I suspect Facebook et al do not share busybox's zeal about smaller size.
Random example":

        /* close range match, overlap */
        static const U32 dec32table[] = { 0, 1, 2, 1, 4, 4, 4, 4 };
/* added */
        static const int dec64table[] = { 8, 8, 8, 7, 8, 9,10,11 };
/* subtracted */
        int const sub2 = dec64table[offset];

> Among the files is an xxhash.[ch] implementation which might be useful
> to other applets in the future, but I left it in the zstd directory
> for now.

In particular, XXH64, the second-largest added object, has no
config knob to select smaller, slower version:

XXH_PUBLIC_API unsigned long long XXH64 (const void* input, size_t
len, unsigned long long seed)
{
#if 0
    /* Simple version, good for code maintenance, but unfortunately
slow for small inputs */
    XXH64_CREATESTATE_STATIC(state);
    XXH64_reset(state, seed);
    XXH64_update(state, input, len);
    return XXH64_digest(state);
#else
    XXH_endianess endian_detected = (XXH_endianess)XXH_CPU_LITTLE_ENDIAN;

    if (XXH_FORCE_ALIGN_CHECK) {
        if ((((size_t)input) & 7)==0) {  /* Input is aligned, let's
leverage the speed advantage */
            if ((endian_detected==XXH_littleEndian) || XXH_FORCE_NATIVE_FORMAT)
                return XXH64_endian_align(input, len, seed,
XXH_littleEndian, XXH_aligned);
            else
                return XXH64_endian_align(input, len, seed,
XXH_bigEndian, XXH_aligned);
    }   }

    if ((endian_detected==XXH_littleEndian) || XXH_FORCE_NATIVE_FORMAT)
        return XXH64_endian_align(input, len, seed, XXH_littleEndian,
XXH_unaligned);
    else
        return XXH64_endian_align(input, len, seed, XXH_bigEndian,
XXH_unaligned);
#endif
}

The "if 0" code block does not compile if enabled by hand.

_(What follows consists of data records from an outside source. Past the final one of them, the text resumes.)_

PR #415, opened 2017-05-08
Export to zip file for publishing

Zlatkovsky:
Add ability to export to a zip file

image

Resulting zip file looks like this (here, shown already extracted)

image

And can produce a running website:

image


Zlatkovsky:
@WrathOfZombies , I will go ahead and merge this in, since I think it adds a lot of value, and seems to work quite well.  There are places, esp. wrt. observables in GitHub effects, where the code could probably be improved, so would love your feedback -- but I don't think it's blocking deploying this.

Then there are gems like this:

#if defined(__GNUC__) && defined(__x86_64__)
        /* Align the decompression loop to 32 + 16 bytes.
         *
         * zstd compiled with gcc-9 on an Intel i9-9900k shows 10% decompression
         * speed swings based on the alignment of the decompression loop. This
         * performance swing is caused by parts of the decompression
loop falling
         * out of the DSB. The entire decompression loop should fit in the DSB,
         * when it can't we get much worse performance. You can
measure if you've
         * hit the good case or the bad case with this perf command for some
         * compressed file test.zst:
         *
         *   perf stat -e cycles -e instructions -e
idq.all_dsb_cycles_any_uops \
         *             -e idq.all_mite_cycles_any_uops -- ./zstd -tq test.zst
         *
         * If you see most cycles served out of the MITE you've hit
the bad case.
         * If you see most cycles served out of the DSB you've hit the
good case.
         * If it is pretty even then you may be in an okay case.
         *
         * This issue has been reproduced on the following CPUs:
         *   - Kabylake: Macbook Pro (15-inch, 2019) 2.4 GHz Intel Core i9
         *               Use Instruments->Counters to get DSB/MITE cycles.
         *               I never got performance swings, but I was able to
         *               go from the good case of mostly DSB to half of the
         *               cycles served from MITE.
         *   - Coffeelake: Intel i9-9900k
         *   - Coffeelake: Intel i7-9700k
         *
         * I haven't been able to reproduce the instability or DSB misses on any
         * of the following CPUS:
         *   - Haswell
         *   - Broadwell: Intel(R) Xeon(R) CPU E5-2680 v4 @ 2.40GH
         *   - Skylake
         *
         * If you are seeing performance stability this script can help test.
         * It tests on 4 commits in zstd where I saw performance change.
         *
         *   https://gist.github.com/terrelln/9889fc06a423fd5ca6e99351564473f4
         */
        __asm__(".p2align 6");
        __asm__("nop");
        __asm__(".p2align 5");
        __asm__("nop");
#  if __GNUC__ >= 9 && __GNUC__ < 11
        /* better for gcc-9 and gcc-10, worse for clang and gcc-8, gcc-11 */
        __asm__(".p2align 3");
#  else
        __asm__(".p2align 4");
#  endif
#endif

"Let's add a tweak for a combination of uarch and compiler which
will invariably become irrelevant, as it always does, in ~3 years"?

I don't know what to do.

If we take this code in and start tweaking it for small size,
the backporting of future fixes will be a nightmare.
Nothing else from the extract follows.